### What the task requires
The full listing is needed, transcribed word for word.
----------------------------------------
PR #210, opened 2020-04-02
Session Events

sakeerthy:
Added event emitter for session changes, login, logout, sessionExpire for Angular, React, and iFrame applications


bootstrap/web/iframe-adapter.js
```diff
@@ -59,23 +59,35 @@ let messageHandler = function(message) {
             //The following cases should be implemented by the user,
             //therefore users will need an eventListener for "message" events
             case 'windowEvents.minimized':
-                console.log('minimized')
+                let minimized = new CustomEvent('windowEvents', {detail: {event:'minimized'}});
```
1000TurquoisePogs, line 62: all of these custom events should start with ZoweZLUX, so that they dont have a chance of conflicting with whatever is also in the iframe

1000TurquoisePogs: For example, ZoweZLUX.windowEvents, ZoweZLUX.sessionEvents

virtual-desktop/src/app/window-manager/simple-window-manager/simple-window-manager.service.ts
```diff
@@ -24,6 +25,7 @@ export class SimpleWindowManagerService implements MVDWindowManagement.WindowMan
   readonly windowResized: EventEmitter<{ width: number, height: number }>;
   private applicationManager: MVDHosting.ApplicationManagerInterface;
   private pluginDef: MVDHosting.DesktopPluginDefinition;
+  private authenticationManager: any;
```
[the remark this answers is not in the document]
1000TurquoisePogs: It is possible that by altering the type info here that it could break plugins that currently use it.
I don't want to touch it at this time, please. I know this wont cause a runtime issue but it could cause a built time issue.

virtual-desktop/src/app/window-manager/mvd-window-manager/shared/window-manager.service.ts
```diff
@@ -70,6 +71,7 @@ export class WindowManagerService implements MVDWindowManagement.WindowManagerSe
   private viewportManager: MVDHosting.ViewportManagerInterface;
   private pluginManager: MVDHosting.PluginManagerInterface;
   public screenshotRequestEmitter: Subject<{pluginId: string, windowId: MVDWindowManagement.WindowId}>; 
+  private authenticationManager: any;
```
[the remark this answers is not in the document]
1000TurquoisePogs: It is possible that by altering the type info here that it could break plugins that currently use it.
I don't want to touch it at this time, please. I know this wont cause a runtime issue but it could cause a built time issue.

virtual-desktop/src/app/window-manager/mvd-window-manager/shared/window-manager.service.ts
```diff
@@ -332,12 +335,38 @@ export class WindowManagerService implements MVDWindowManagement.WindowManagerSe
     };
   }
 
+  private generateSessionEventsProvider(): Angular2PluginSessionEvents {
+    let loginSubject = new Subject<void>();
+    let logoutSubject = new Subject<void>();
+    let sessionExpireSubject = new Subject<void>();
+    this.authenticationManager.loginScreenVisibilityChanged.subscribe((eventReason: LoginScreenChangeReason) => {
```
1000TurquoisePogs, line 342: You should not have the subscribe here. Rather, this subscribe should be part of the window manager service constructor, and you store each of the subjects in a map of key=windowid, and value=the 3 subjects, then during a event that comes from the visibility change, you can run through the list and call the event on the subjects that are still valid.
However, upon closewindow or destroywindow ( i forgot which) you can clean up the map so that things dont get called.

virtual-desktop/src/app/window-manager/mvd-window-manager/shared/window-manager.service.ts
```diff
@@ -332,12 +335,38 @@ export class WindowManagerService implements MVDWindowManagement.WindowManagerSe
     };
   }
 
+  private generateSessionEventsProvider(): Angular2PluginSessionEvents {
```
1000TurquoisePogs, line 338: pass in the window id here

virtual-desktop/src/app/window-manager/mvd-window-manager/shared/window-manager.service.ts
```diff
@@ -332,12 +335,38 @@ export class WindowManagerService implements MVDWindowManagement.WindowManagerSe
...
+    let loginSubject = new Subject<void>();
+    let logoutSubject = new Subject<void>();
+    let sessionExpireSubject = new Subject<void>();
```
1000TurquoisePogs, line 341: store these according to window id in a map

virtual-desktop/src/app/window-manager/mvd-window-manager/shared/window-manager.service.ts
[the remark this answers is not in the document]
1000TurquoisePogs: Nevermind, Lenny's right, this can safely be not 'any'.

virtual-desktop/src/app/window-manager/mvd-window-manager/shared/window-manager.service.ts
DivergentEuropeans: @1000TurquoisePogs and I discussed, Each of the other events relate to the plugins at the plugin level, things like the window events & viewport events etc, but session events are for the session. It doesn't matter if you're in the Angular App or the Editor, a logout is still a logout so we could in theory have at max 3, but that would make it more difficult to control the events at lifecycle without tying them down to the window level. Do whatever you think is better @sakeerthy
----------------------------------------
### Task solution
PR #210, opened 2020-04-02
Session Events

sakeerthy:
Added event emitter for session changes, login, logout, sessionExpire for Angular, React, and iFrame applications


bootstrap/web/iframe-adapter.js
```diff
@@ -59,23 +59,35 @@ let messageHandler = function(message) {
             //The following cases should be implemented by the user,
             //therefore users will need an eventListener for "message" events
             case 'windowEvents.minimized':
-                console.log('minimized')
+                let minimized = new CustomEvent('windowEvents', {detail: {event:'minimized'}});
```
1000TurquoisePogs, line 62: all of these custom events should start with ZoweZLUX, so that they dont have a chance of conflicting with whatever is also in the iframe

1000TurquoisePogs: For example, ZoweZLUX.windowEvents, ZoweZLUX.sessionEvents

virtual-desktop/src/app/window-manager/simple-window-manager/simple-window-manager.service.ts
```diff
@@ -24,6 +25,7 @@ export class SimpleWindowManagerService implements MVDWindowManagement.WindowMan
   readonly windowResized: EventEmitter<{ width: number, height: number }>;
   private applicationManager: MVDHosting.ApplicationManagerInterface;
   private pluginDef: MVDHosting.DesktopPluginDefinition;
+  private authenticationManager: any;
```
[the remark this answers is not in the document]
1000TurquoisePogs: It is possible that by altering the type info here that it could break plugins that currently use it.
I don't want to touch it at this time, please. I know this wont cause a runtime issue but it could cause a built time issue.

virtual-desktop/src/app/window-manager/mvd-window-manager/shared/window-manager.service.ts
```diff
@@ -70,6 +71,7 @@ export class WindowManagerService implements MVDWindowManagement.WindowManagerSe
   private viewportManager: MVDHosting.ViewportManagerInterface;
   private pluginManager: MVDHosting.PluginManagerInterface;
   public screenshotRequestEmitter: Subject<{pluginId: string, windowId: MVDWindowManagement.WindowId}>; 
+  private authenticationManager: any;
```
[the remark this answers is not in the document]
1000TurquoisePogs: It is possible that by altering the type info here that it could break plugins that currently use it.
I don't want to touch it at this time, please. I know this wont cause a runtime issue but it could cause a built time issue.

virtual-desktop/src/app/window-manager/mvd-window-manager/shared/window-manager.service.ts
```diff
@@ -332,12 +335,38 @@ export class WindowManagerService implements MVDWindowManagement.WindowManagerSe
     };
   }
 
+  private generateSessionEventsProvider(): Angular2PluginSessionEvents {
+    let loginSubject = new Subject<void>();
+    let logoutSubject = new Subject<void>();
+    let sessionExpireSubject = new Subject<void>();
+    this.authenticationManager.loginScreenVisibilityChanged.subscribe((eventReason: LoginScreenChangeReason) => {
```
1000TurquoisePogs, line 342: You should not have the subscribe here. Rather, this subscribe should be part of the window manager service constructor, and you store each of the subjects in a map of key=windowid, and value=the 3 subjects, then during a event that comes from the visibility change, you can run through the list and call the event on the subjects that are still valid.
However, upon closewindow or destroywindow ( i forgot which) you can clean up the map so that things dont get called.

virtual-desktop/src/app/window-manager/mvd-window-manager/shared/window-manager.service.ts
```diff
@@ -332,12 +335,38 @@ export class WindowManagerService implements MVDWindowManagement.WindowManagerSe
     };
   }
 
+  private generateSessionEventsProvider(): Angular2PluginSessionEvents {
```
1000TurquoisePogs, line 338: pass in the window id here

virtual-desktop/src/app/window-manager/mvd-window-manager/shared/window-manager.service.ts
```diff
@@ -332,12 +335,38 @@ export class WindowManagerService implements MVDWindowManagement.WindowManagerSe
...
+    let loginSubject = new Subject<void>();
+    let logoutSubject = new Subject<void>();
+    let sessionExpireSubject = new Subject<void>();
```
1000TurquoisePogs, line 341: store these according to window id in a map

virtual-desktop/src/app/window-manager/mvd-window-manager/shared/window-manager.service.ts
[the remark this answers is not in the document]
1000TurquoisePogs: Nevermind, Lenny's right, this can safely be not 'any'.

virtual-desktop/src/app/window-manager/mvd-window-manager/shared/window-manager.service.ts
DivergentEuropeans: @1000TurquoisePogs and I discussed, Each of the other events relate to the plugins at the plugin level, things like the window events & viewport events etc, but session events are for the session. It doesn't matter if you're in the Angular App or the Editor, a logout is still a logout so we could in theory have at max 3, but that would make it more difficult to control the events at lifecycle without tying them down to the window level. Do whatever you think is better @sakeerthy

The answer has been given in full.